Je repasse les Captifs de Michel-Ange qui tordent éternellement leur corps pour émerger du marbre depuis 1518, afin d’accéder aux salles de peinture religieuse du 13ème siècle jusqu’à la Renaissance. La Vierge Marie est toujours surprise, parfois même choquée, de la Proposition de l’archange dans les Annonciations. Elle ne peut retenir un mouvement de retrait très humain. Si je la préfère une fois Mère, mignotant le Bambin, la Vierge effarouchée est souvent attendrissante.

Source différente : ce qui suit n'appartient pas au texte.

PR #1186, opened 2024-03-07
[BUGFIX] Add `languageUid` to `index_name` to make it unique

### LINKED ISSUE #1182: [BUG] Metadata `index_name` still gets changed when moving metadata in list
## Description

After #1147 has been resolved, it looked like everything worked. To recap: changing a metadata entry and saving it worked! But moving a metadata entry up or down in the list triggers again a renaming of the `index_name`:

`4: The value of the field "index_name" has been changed from "type" to "type0" as it is required to be unique.`

To be honest, I think we could ignore this because everything works as aspected as far as I saw it. But users could be irritated by that.

csidirop:
Fixes #1182 and the issues described in https://github.com/kitodo/kitodo-presentation/issues/1182#issuecomment-1981079193 .

### DIFF
--- a/Classes/Controller/Backend/NewTenantController.php
+++ b/Classes/Controller/Backend/NewTenantController.php
@@ -272,7 +272,7 @@ class NewTenantController extends AbstractController
                     $translatedRecord->setL18nParent($newRecord);
                     $translatedRecord->_setProperty('_languageUid', $siteLanguage->getLanguageId());
                     $translatedRecord->setLabel($this->getLLL('metadata.' . $indexName, $siteLanguage->getTypo3Language(), $metadataLabels));
-                    $translatedRecord->setIndexName($indexName."_".$siteLanguage->getLanguageId());
+                    $translatedRecord->setIndexName($indexName . "_" . $siteLanguage->getLanguageId());
                     $translatedRecord->setWrap($newRecord->getWrap());
 
                     $this->metadataRepository->add($translatedRecord);
--- a/Classes/Controller/Backend/NewTenantController.php
+++ b/Classes/Controller/Backend/NewTenantController.php
@@ -272,7 +272,7 @@ class NewTenantController extends AbstractController
                     $translatedRecord->setL18nParent($newRecord);
                     $translatedRecord->_setProperty('_languageUid', $siteLanguage->getLanguageId());
                     $translatedRecord->setLabel($this->getLLL('metadata.' . $indexName, $siteLanguage->getTypo3Language(), $metadataLabels));
-                    $translatedRecord->setIndexName($indexName);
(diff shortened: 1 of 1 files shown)


Classes/Controller/Backend/NewTenantController.php
```diff
@@ -272,7 +272,7 @@ public function addMetadataAction(): void
                     $translatedRecord->setL18nParent($newRecord);
                     $translatedRecord->_setProperty('_languageUid', $siteLanguage->getLanguageId());
                     $translatedRecord->setLabel($this->getLLL('metadata.' . $indexName, $siteLanguage->getTypo3Language(), $metadataLabels));
-                    $translatedRecord->setIndexName($indexName);
+                    $translatedRecord->setIndexName($indexName."_".$siteLanguage->getLanguageId());
```
sebastian-meyer:
```suggestion
                    $translatedRecord->setIndexName($indexName . '_' . $siteLanguage->getLanguageId());
```

sebastian-meyer (changes requested):
I am wondering if we would need to change the default translation method as well. What happens if we manually translate a metadata record in the backend? I assume the translated record would also get an exact copy of the original `index_name` triggering the same issues when moving the newly translated record around...

Maybe we need to work around this by changing the [`l10n_mode`](https://docs.typo3.org/m/typo3/reference-tca/11.5/en-us/Columns/Properties/L10nMode.html) from 'exclude' to 'prefixLangTitle' and set [`TCEMAIN.translateToMessage`](https://docs.typo3.org/m/typo3/reference-tsconfig/11.5/en-us/PageTsconfig/TceMain.html#pagetcemain-translatetomessage) to an appropriate prefix (like '%s_').

sebastian-meyer:
@csidirop Could you please verify that this also works for records manually translated in the backend? What does the `index_name` of those records look like?

sebastian-meyer:
@beatrycze-volk Is this potentially also related to not using the DataHandler in the backend (like in #1184)?

beatrycze-volk:
> @beatrycze-volk Is this potentially also related to not using the DataHandler in the backend (like in #1184)?

That is quiet possible. With `DataHandler` translated records were created automatically not like now manually.

sebastian-meyer:
So then this should be fixed with your re-introduction of the DataHandler as mentioned in #1184. Nice!

I'll leave this PR for now, because consistently using the DataHandler would be the better solution.

sebastian-meyer:
Reverting to using the DataHandler is more work than anticipated. Therefor I'll merge this workaround for now in order to release version 5.0.
I'll open a new issue for DataHandler usage.

sebastian-meyer (approved):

Le rendez-vous a été préalablement fixé pour déjeuner à la pizzeria Ghibellini, place San Pietro Maggiore. Le soleil s’est bien levé mais le fond de l’air reste encore humide des miasmes de l’Arno qui coule en contrebas. Le vin de Chianti – le pot de la maison – est alors bienvenu pour réchauffer corps et esprits. Mais ce vin rouge de la maison est un peu vert. C’est comme d’habitude un vin de l’année, vite vinifié, vite consommé, pas fait pour se garder. Nous sommes servis par un ragazzo local fier, moulé dans un étroit tee-shirt un peu léger pour la saison. Les autres commandent des pizzas, moi des pâtes, de fameuses torticelli alle quatre fromagi y trufo. Ces gros raviolis (pour faire simple) sont fourrés de fromage et d’herbes, cuits al dente et arrondis d’une sauce aux champignons et au parmesan crémeuse et parfumée. Encore un caffè par-dessus, et nous voilà repartis.

Firenze is a splendid city in Italy. I stay just for one day during a one week trek from Firenze to Sienna. So many arts must be seen in the city! We select only the Santa Maria Novella church, the Medici chapel, the Laurent’s library, il Duomo and the Academia where David is staying nude, in marble, and many Virgins are painted.